[Dataset entries]
-.-.-
PR #488, opened 2017-04-19
Move generic_work translations to new generic_work locale file, fix #458

### LINKED ISSUE #458: Change Hydra tooltips back to local versions
Noticed that some of the hydra tooltips have reverted back to the default text. Happening in fields:

title,
external ID
language
description (now called abstract or summary again)
subject
related URL
rights (maybe?)

hackmastera:
fixes #458

The new file is broken out in support of per-work-type translations (e.g. if we want custom work types with custom metadata profiles for archives vs. oral histories). It was generated in the sufia 7.3 upgrade and I failed to fully attend to it.

Not sure what to make of the old one now; it just has one translation in it but I guess that's fine?

### DIFF
--- a/config/locales/en.yml
+++ b/config/locales/en.yml
@@ -21,43 +21,6 @@
 
 en:
   simple_form:
-    labels:
-      generic_work:
-        genre_string: "Genre"
-        identifier: "External ID"
-        date_of_work: "Date"
-        description: "Description"
-        resource_type: "Format"
-        division: "Department"
     hints:
       defaults:
         files: '' # no file hint for now
-      generic_work:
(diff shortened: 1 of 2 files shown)


jrochkind:
Cool. FYI, the way you organize these in files is completely up to you/us, and doesn't effect I18n lookup. All that matters is the keys, you can split them between different files or keep them all in one file, with no semantic effect on the program. 

Splitting them between different files is just to help the developers keep track of things and do maintenance. So any way you want to do it is fine as far as the running program is concerned.

jrochkind:
That is, the way we break things into files with overrides doesn't need to match the way the upstream gems do either! Although it might be helpful for them to, for us figuring out how our keys relate to the upstream gems i18n keys they may be overriding.

Issue #466, opened 2017-04-13
Fix and expand integration tests


hackmastera:
We'll want to do this before we upgrade to hyrax, but maybe after getting on Rails 5; @jrochkind notes that "theoretically, Rails5 officially supports capybara integration tests now.... I'm skeptical how well it will work, but if we wait til rails5 for integration test bonanza, i'd probably want to try the official rails architecture at least."

in the meantime let's at least keep track of integration tests we want to write but haven't gotten to:
- [x] searchbuilder functionality in `config/initializers/sufia_catalog_search_builder_overrides.rb`
- [x] collection pages
- [x] synthetic categories page
- [x] end-to-end metadata form tests? especially permissions and visibility. Look into whether this is the right way to test this stuff, or we just need to expand unit tests we already have.
- [x] A basic happy path search. Enter a query, get results, click on a result. As both logged in and not logged in user.

hackmastera:
refs #706

MDiMeo:
When doing this, consider the manual workflows written for the QA process:

End User: https://chemheritage.atlassian.net/wiki/spaces/HDC/pages/129892353/QA+Workflow+-+EndUser

Admin Tasks: https://chemheritage.atlassian.net/wiki/spaces/HDC/pages/129925129/QA+Workflow+-+Admin+Tasks

jrochkind:
If we end up needing fits on travis, see: https://github.com/ucsblibrary/alexandria/blob/master/.travis.yml#L24-L27

jrochkind:
We're not going to have everything in manual QA workflows for now, but enough to make me a lot more confident in CI verifying our app still works for basic use cases, especially end-user use cases.

jrochkind:
merged to rebrand branch

PR #490, opened 2017-04-20
Synthetic Cateogry landing pages

jrochkind:
With more control of titles of synth categories. 

The `synthetic_category_param` is unset, no longer allow query params to
set category limits on ordinary results page, instead you use the category
landing pages, woot.

### DIFF
--- a/app/controllers/synthetic_category_controller.rb
+++ b/app/controllers/synthetic_category_controller.rb
@@ -1,0 +1,51 @@
+# Only a 'show' action
+#
+# Based roughly off of Sufia/CurationConcerns CollectionController#show
+# TODO link to CollectionControllerBehavior in both
+class SyntheticCategoryController < ApplicationController
+    # include Blacklight::AccessControls::Catalog
+    include Blacklight::Base
+
+    # ??
+    copy_blacklight_config_from(::CatalogController)
+
+    def show
+      unless synthetic_category
+        raise ActionController::RoutingError.new("No SyntheticCategory matches `#{params[:id]}`")
+      end
+      set_response # trigger setting of @response, which I think some partials need.
+    end
+
+
+    protected
+
+    # Get controller to find templates in CollectionController too,
+    # so we can re-use more of the sufia stuff for collection. Messy messy.
+    def self.local_prefixes
+      @local_prefixes ||= super.push('collections')
+    end
+
+    def synthetic_category
+      @synthetic_cateogry = if CHF::SyntheticCategory.has_key?(params[:id])
+        CHF::SyntheticCategory.new(params[:id])
+      else
+        nil
+      end
+    end
+    helper_method :synthetic_category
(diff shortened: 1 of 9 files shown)


lib/chf/synthetic_category.rb
```diff
@@ -82,15 +91,58 @@ def self.keys
...
+        self.new(slug.underscore)
+      else
+        nil
+      end
+    end
+
+
     attr_accessor :category_key
 
+    def slug
```
hackmastera: Can you add a comment explaining why this is necessary?

app/controllers/synthetic_category_controller.rb
```diff
@@ -0,0 +1,47 @@
...
+      end
+      set_response # trigger setting of @response, which I think some partials need.
+    end
+
+
+    protected
+
+    # Get controller to find templates in CollectionController too,
+    # so we can re-use more of the sufia stuff for collection. Messy messy.
+    def self.local_prefixes
```
hackmastera: Are there upgrade scenarios wherein this would break? If so is there a test we could add to cover that?

lib/chf/synthetic_category.rb
jrochkind: Hmm....  I decided it was better for SEO and general look of professionalism to have the url look like `/focus/portraits-and-people` instead of `/focus/portraits_and_people`.  But it's difficult to work with symbols with dashes in them in ruby source code. So I don't know if it's truly _neccesary_, it just seemed convenient to me. What do you think?

app/controllers/synthetic_category_controller.rb
jrochkind: I guess a future version of Rails might break it. I'm not sure how to test for it without kind of copying Rails tests. 

Hmm, I guess I could write an integration/capybara test for this synthetic category page. I guess that'd be the right way to do it, that'd fail if the view template lookup stuff broke. And might be the answer to your question above "I am wondering if there are tests it would be useful to add here". 

What do you think, is it finally time to break through our integration test reluctance, and get one written for this, as a pre-req to it getting merged?  I'm not really sure.

lib/chf/synthetic_category.rb
hackmastera: Yes, I agree that the dashes are much better; makes sense.

app/controllers/synthetic_category_controller.rb
hackmastera: Here, I added it to this issue: https://github.com/chemheritage/chf-sufia/issues/466

jrochkind: So if we're okay postponing the integration test... ready to merge?  I just need to add a comment about the `slug`?

hackmastera: yes please.

Issue #1084, opened 2018-06-06
Use postgres in dev and test


jrochkind:

jrochkind:
Closed by #1086

PR #1086, opened 2018-06-07
Use postgres in dev and test, instead of sqlite3

jrochkind:
Be more consistent with prod, and sqlite3 has problems with lots of concurrent access sometimes, which sufia ingest can do.

### DIFF
--- a/.travis.yml
+++ b/.travis.yml
@@ -12,7 +12,10 @@ cache:
     - $HOME/.phantomjs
-.-.-
ACTION ITEM: Each line holding the word "results" must be pulled from the records.

ANSWER SECTION:
- [x] A basic happy path search. Enter a query, get results, click on a result. As both logged in and not logged in user.
set category limits on ordinary results page, instead you use the category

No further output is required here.